A former Citigroup foreign exchange trader has won an unfair dismissal case against the bank after he was sacked. A tribunal in London ruled against Citi on Tuesday (17 November), saying that the allegations of confidential information sharing were unfair.
Fired in November 2014, forex trader Perry Stimpson had worked at the bank for 25 years. He said the actions he was fired over, sharing customer information via online chatrooms, was common custom and he said his managers knew about it.
"We had few guidelines, and the punishment handed to me was both harsh and unfair," Stimpson stated. "It was as if I had been fined for driving at 30mph along a road five years before a 20mph speed limit had been put in place."
The London employment tribunal ruled in his favour. The case is the first of many similar cases to be heard in the City. After scandals such as the Libor and Forex rigging practices were uncovered, many employees of big banks have appealed after they were given the sack.

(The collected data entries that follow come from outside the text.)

Issue #416, opened 2019-11-07
BleEndPointPool elements can be misaligned when compiler optimizations are active


jasongraffius:
When space optimization is turned on, [`BLEEndPoint`](https://github.com/openweave/openweave-core/blob/master/src/ble/BleLayer.cpp#L103) elements can end up not aligned correctly in the [`BleEndPointPool`](https://github.com/openweave/openweave-core/blob/master/src/ble/BleLayer.cpp#L98). Alignment of both [`PoolElement`](https://github.com/openweave/openweave-core/blob/master/src/ble/BleLayer.cpp#L109)s and [`sEndPointPool`](https://github.com/openweave/openweave-core/blob/master/src/ble/BleLayer.cpp#L111) should be forced into 8-byte alignment.

jaylogue:
Fixed.

PR #417, opened 2019-11-07
(Issue #416) Ensure 8B alignment of BLEEndpoints

jasongraffius:
Force alignment of both PoolElement and sEndPointPool to ensure that returned BLEEndPoints are 8-byte aligned

### DIFF
--- a/src/ble/BleLayer.cpp
+++ b/src/ble/BleLayer.cpp
@@ -90,9 +90,6 @@
 #define CAPABILITIES_MSG_CHECK_BYTE_1 'n'
 #define CAPABILITIES_MSG_CHECK_BYTE_2 'l'
 
-#define BLE_ENDPOINT_ALIGNMENT_TYPE uint64_t
-#define BLE_ENDPOINT_ALIGNMENT sizeof(BLE_ENDPOINT_ALIGNMENT_TYPE)
-
 // clang-format on
 
 namespace nl {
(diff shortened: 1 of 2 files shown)


src/ble/BleLayer.cpp
```diff
@@ -104,15 +107,24 @@ class BleEndPointPool
...
+            uint8_t Data[((sizeof(BLEEndPoint) + BLE_ENDPOINT_ALIGNMENT - 1) / BLE_ENDPOINT_ALIGNMENT) * BLE_ENDPOINT_ALIGNMENT];
+            BLE_ENDPOINT_ALIGNMENT_TYPE ForceAlignment;
         } PoolElement;
 
-        static uint8_t sEndPointPool[sizeof(PoolElement) * BLE_LAYER_NUM_BLE_ENDPOINTS];
+        static union
+        {
+            uint8_t Pool[sizeof(PoolElement) * BLE_LAYER_NUM_BLE_ENDPOINTS];
+            BLE_ENDPOINT_ALIGNMENT_TYPE ForceAlignment;
+        } sEndPointPool;
```
jaylogue: This is unnecessarily complex.   First off, sizeof() a type always includes the padding necessary to ensure that every element in an array of such types is aligned, provided that the array itself is aligned.  So there's no need to round the sizeof an element up to the sizeof its alignment type.

Additionally (and really for the same reason) one only needs to force the alignment of the entire array, not each element.

Thus the above unions can be simplified to just:

```
static union
{
    uint8_t Pool[sizeof(BLEEndPoint) * BLE_LAYER_NUM_BLE_ENDPOINTS];
    BLE_ENDPOINT_ALIGNMENT_TYPE ForceAlignment;
} sEndPointPool;
```

Finally, don't use #defines for types, use typedefs.  In this case, the type being defined is intimately related to the definition of BLEEndPoint.  So it is customary to declare the alignment type as a public member of the to-be-aligned class.  E.g.:

```
class NL_DLL_EXPORT BLEEndPoint : public BleLayerObject
{
public:
    typedef uint64_t AlignT;
    ...
}
```

which would reduce the pool definition to:

```
static union
{
    uint8_t Pool[sizeof(BLEEndPoint) * BLE_LAYER_NUM_BLE_ENDPOINTS];
    BLEEndPoint::AlignT ForceAlignment;
} sEndPointPool;
```

src/ble/BleLayer.cpp
```diff
@@ -104,15 +107,24 @@ class BleEndPointPool
...
+
+        // Assert sEndPointPool is aligned
+        nlASSERT(((uintptr_t) &sEndPointPool % BLE_ENDPOINT_ALIGNMENT) == 0);
+        // Assert sEndPointPool elements are aligned
+        nlASSERT(((uintptr_t) (sEndPointPool.Pool + sizeof(PoolElement)) % BLE_ENDPOINT_ALIGNMENT) == 0);
```
jaylogue: I would prefer that we not incur a runtime overhead for checking the alignment on every Get() call.  It isn't worth it.

src/ble/BleLayer.cpp
jasongraffius: The first block of code (reproduced below to be specific) was my first approach exactly, but only the first element was aligned, the second element and beyond were not aligned when the compiler optimizations were included. It works fine without the optimizations, though.

```c++
static union
{
    uint8_t Pool[sizeof(BLEEndPoint) * BLE_LAYER_NUM_BLE_ENDPOINTS];
    BLE_ENDPOINT_ALIGNMENT_TYPE ForceAlignment;
} sEndPointPool;
```

Good point on the typedef and keeping it in the class, not sure what I was thinking with that.

src/ble/BleLayer.cpp
jasongraffius: Good point, I originally used static asserts, but there's no point of runtime asserts here.

jaylogue:
Looks good!

PR #418, opened 2019-11-10
add ScheduleRun in NE

yunhanw-google:
--DataManagement Update Server needs to send notify to client when
  subscription is there. In order to decrease the stack depth, add
  ScheduleRun in NotificationEngine to achieve async notificaiton
  engine run.

### DIFF
--- a/src/lib/profiles/data-management/Current/NotificationEngine.cpp
+++ b/src/lib/profiles/data-management/Current/NotificationEngine.cpp
@@ -1,6 +1,7 @@
 /*
  *
- *    Copyright (c) 2016-2017 Nest Labs, Inc.
+ *    Copyright (c) 2016-2018 Nest Labs, Inc.
+ *    Copyright (c) 2019 Google, LLC.
  *    All rights reserved.
  *
  *    Licensed under the Apache License, Version 2.0 (the "License");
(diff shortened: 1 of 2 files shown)


src/lib/profiles/data-management/Current/NotificationEngine.cpp
```diff
@@ -1701,6 +1701,18 @@ WEAVE_ERROR NotificationEngine::BuildSubscriptionlessNotification(PacketBuffer *
 
 #endif // WDM_ENABLE_SUBSCRIPTIONLESS_NOTIFICATION
 
+void NotificationEngine::OnNotifyScheduleWorkCallback(System::Layer * aSystemLayer, void * aAppState, System::Error)
```
jaylogue: Name is confusing.  I would call it `Run(System::Layer * aSystemLayer, void * aAppState, System::Error)`.

src/lib/profiles/data-management/Current/NotificationEngine.cpp
```diff
@@ -1701,6 +1701,18 @@ WEAVE_ERROR NotificationEngine::BuildSubscriptionlessNotification(PacketBuffer *
...
+{
+    NotificationEngine * const pEngine = reinterpret_cast<NotificationEngine *>(aAppState);
+    WeaveLogDetail(DataManagement, "%s", __func__);
```
jaylogue: No need for additional logging here.  It doesn't add anything valuable.

src/lib/profiles/data-management/Current/NotificationEngine.cpp
yunhanw-google: Done, thanks

src/lib/profiles/data-management/Current/NotificationEngine.cpp
yunhanw-google: Done, thanks

PR #424, opened 2019-11-14
Nordic BLEManager changes

jaylogue:
- Introduced a new WoBLEAdvertisingChange device event that gets generated whenever the BLEManager starts and stops WoBLE advertising.

- Fixed logic bugs in the transition between fast and slow WoBLE advertising.  The system will now properly transition between the two modes when the device’s provisioning state changes, or when expressly asked to by the application.

- Eliminated subtle race condition where WoBLE would be disabled entirely due to an unexpected error from the SoftDevice if a connection arrived just as the BLEManager was updating the advertising configuration.

- Renamed BLEManager internal flag values and added documentation to make their meaning clearer.


jaylogue:
Going to re-submit this with a version that includes changes for the ESP32.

In Stimpson's case, the judge Allison Russell said that she found his firing was unfair, although she said he contributed to his dismissal.
Citigroup issued a statement saying: "While we are disappointed by the tribunal's decision, individual accountability is important to us and for that reason we defended the case in the tribunal. We expect our employees to adhere to the highest ethical standards and will not tolerate breaches of our code of conduct."
Citigroup has made headlines since before the financial crash in 2008 because of alleged and sometimes proven misconduct. Watchdog and regulator the Financial Conduct Authority has fined Citigroup more than £225m ($342m) for failing to comply with rules, making it the biggest City bad boy, right after UBS.